Hi, so I generally actually agree with you and your criticisms of this blog post (in your thread with the author). I think there's something pretty true in the blog post you shared from Joel (true in that it applies to more than just the software world) and looked at some of his more recent posts.

https://www.joelonsoftware.com/2022/12/19/progress-on-the-bl...

This one in particular reads similar to what this comment section is about, it looks like Joel is basically becoming an architecture astronaut himself? Not sure if that's actually an accurate understanding of what his "block protocol" is, but I'm curious to hear from you what you think of that? In the 25 years since that post, has he basically become the thing he once criticized, and is that the result of just becoming a more and more senior/thinker within the industry?

danabramov|1 month ago

Author here! I grew up reading Joel's blog and am familiar with this post. Do you have a more pointed criticism?

I agree something like "hyperlinked JSON" maybe sounds too abstract, but so does "hyperlinked HTML". But I doubt you see web as being vague?

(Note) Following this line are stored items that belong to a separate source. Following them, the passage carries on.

PR #191, opened 2015-10-05
Better Navigation with TAB key on Sales page

asakpke:
Added better navigation with TAB key on sales page i.e add item and press TAB key one time to edit quantity, TAB key two time to enter paid amount and press enter to add payment, and TAB key two time again and press enter to finish the sale.

### DIFF
--- a/COPYING
+++ b/COPYING
@@ -7,6 +7,7 @@ Copyright (c) 2013 Parq
 Copyright (c) 2013 Ramel
 Copyright (c) 2014-2015 jekkos
 Copyright (c) 2015 FrancescoUK (aka daN4cat)
+Copyright (c) 2015 Aamir Shahzad (aka asakpke), RoshanTech.com
 
 Permission is hereby granted, free of charge, to any person obtaining a copy of
 this software and associated documentation files (the "Software"), to deal in
--- a/application/views/sales/register.php
+++ b/application/views/sales/register.php
@@ -51,8 +51,13 @@ if (isset($success))
 	<label id="item_label" for="item"> 
 		<?php echo $this->lang->line('sales_find_or_scan_item_or_receipt'); ?>
 	</label>
-
-	<?php echo form_input(array('name'=>'item','id'=>'item','size'=>'40'));?>
+	
+	<?php
+	// SAS
+	//echo form_input(array('name'=>'item','id'=>'item','size'=>'40'));
+	echo form_input(array('name'=>'item','id'=>'item','size'=>'40','tabindex'=>'1'));
+	// EAS
+	?>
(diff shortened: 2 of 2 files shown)


daN4cat:
Thanks for the contribution.

Please remove all the SAS EAS comments if those are to identify you and your changes. We already tidied up the code and you can add your name in the COPYING file.
If everybody adds an initial name it becomes a mixup, just leave the comments and even please remove the commented out lines.

asakpke:
Extra comments removed and added name etc to the COPING file.
@daN4cat Thanks for the point out, is there any guide available for OSPOS coding?

daN4cat:
Documentation, coding and all the wiki part is at the moment work in progress. Maybe after this set of improvements for 2.3.3 we can find the time to document things a bit more.

jekkos:
the tab cycling only works when tabbing the first time through the screen. Afterwards focus cycles through all the present items and tabindex seems to be ignored in firefox, is this expected behavior?

asakpke:
Let me check and come back to you. Right now I'm outside and can't confirm what's wrong.

asakpke:
@jekkos It's working fine on Chrome & FireFox. On first tab it should be on Qty, maybe user need to change Qty and press enter. And user adds other items so on. Two consecutive tabs moves control to the "Amount Tendered", it means that he is going to finish the sale, maybe total amount is 95 and customer given the amount 100. So user should enter 100 and press enter. Now for closing the sale press tab two times to move control on the "Complete Sale" button and press enter two times to finish sale.

asakpke:
@jekkos It is showing following error after the sale instead of showing receipt
"
Server error
500
Hide details
The website encountered an error while retrieving http://localhost/opensourcepos/index.php/sales/complete. It may be down for maintenance or configured incorrectly.
Reload this webpage
Press the reload button to resubmit the data needed to load the page.
"
I have checked data is going to the DB and visible in the reports section.

odiea:
I am also getting strange behavior from the tab key. It will eventually tab thru all my icons even in the header. I also had an issue after using the tab key and looking in takings that apparently the tab key ended up into logout so the screen was showing logout instead of the edit form with the datepicker.

odiea:
Sorry my wife taught me years ago how to act like an average user and how easy it is to break stuff that doesn't have much help info about how to use the feature properly.

asakpke:
@jekkos I think above error (Server error 500) is due to some mistake in sales receipt.

asakpke:
opensourcepos v2.3.1 is working fine on sales recceipt

asakpke:
@jekkos Have you figured out what's wrong with sales receipt?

This is basically web for data.

doctorflan|1 month ago

I was hoping this was literally just going to be some safe version of a BBS/Usenet sort of filesharing that was peer-based king of like torrents, but just simple and straightforward, with no porn, infected warez, randomware, crypto-mining, racist/terrorist/nazi/maga/communist/etc. crap, where I could just find old computing magazines, homebrew games, recipes, and things like that.

Why can’t we have nice things?

I guess that’s what Internet Archive is for.